The coordinates of the points $A, B, C$ where the plane meets the axes are $A(a, 0, 0)$,$B(0, b, 0)$,and $C(0, 0, c)$.
The centroid of $\Delta ABC$ is given by the formula $\left( \frac{x_1+x_2+x_3}{3}, \frac{y_1+y_2+y_3}{3}, \frac{z_1+z_2+z_3}{3} \right)$.
Substituting the coordinates of $A, B, C$,the centroid is $\left( \frac{a+0+0}{3}, \frac{0+b+0}{3}, \frac{0+0+c}{3} \right) = \left( \frac{a}{3}, \frac{b}{3}, \frac{c}{3} \right)$.

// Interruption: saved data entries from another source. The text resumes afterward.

PR #2169, opened 2022-01-17
Fix #1899: rename `hhasher` related structs

### LINKED ISSUE #1899: Rename hhasher related structs
* [x] HHasher
* [x] EndorsementHashMap/Set
* [x] AddressHashMap/Set
* [x] BlockHashMap/Set
* [x] OperationHashMap/Set

yvan-sraka:
The core purpose of this PR is to simplify a lot codebase by using transparent and explicit types rather than alias defined in models: an `AddressHashSet` became an `Set<Address>` and so on!


massa-protocol-worker/src/protocol_controller.rs
```diff
@@ -92,189 +92,17 @@ pub async fn start_protocol_controller(
     ))
 }
 
-//put in a module to block private access from Protocol_worker.
-mod nodeinfo {
```
yvan-sraka, line 96: Working on this PR, I spotted that this module is just dead code duplicated in `massa-protocol-exports` ... :smiling_face_with_tear:

damip: Feel free to remove dead code :)
Why doesn't the compiler warn about it tho ?

AureliaDolo (approved):

massa-models/src/hash.rs
```diff
@@ -1,41 +1,48 @@
-// Copyright (c) 2021 MASSA LABS <info@massa.net>
```
damip, line 1: we need to keep this for now

damip: also hash.rs is a confusing name. It's not a file dealing with hashes

damip: maybe prehashed.rs or something

massa-models/src/hash.rs
```diff
@@ -1,41 +1,48 @@
...
-
+use massa_signature::{PublicKey, Signature};
+use serde::{Deserialize, Serialize};
 use std::collections::{HashMap, HashSet};
-use std::convert::TryInto;
 use std::hash::{BuildHasherDefault, Hasher};
 use std::marker::PhantomData;
 
+#[derive(Debug, Serialize, Deserialize)]
+pub struct PubkeySig {
```
damip, line 10: I would not have put PubkeySig in this file...

massa-models/src/hash.rs
yvan-sraka: Fixed :heavy_check_mark:

massa-protocol-worker/src/protocol_controller.rs
adrien-zinger: :fearful:

yvan-sraka: My bad, it was the whole file that was duplicated and not included in the project ...

adrien-zinger (dismissed):

damip (changes requested):

massa-models/src/hash.rs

We are given that the centroid is $(\alpha, \beta, \gamma)$.
Equating the coordinates,we get $\alpha = \frac{a}{3}$,$\beta = \frac{b}{3}$,and $\gamma = \frac{c}{3}$.
This implies $a = 3\alpha$,$b = 3\beta$,and $c = 3\gamma$.
Substituting these values into the intercept form equation $\frac{x}{a} + \frac{y}{b} + \frac{z}{c} = 1$,we get $\frac{x}{3\alpha} + \frac{y}{3\beta} + \frac{z}{3\gamma} = 1$.
Multiplying both sides by $3$,we obtain the required equation: $\frac{x}{\alpha} + \frac{y}{\beta} + \frac{z}{\gamma} = 3$.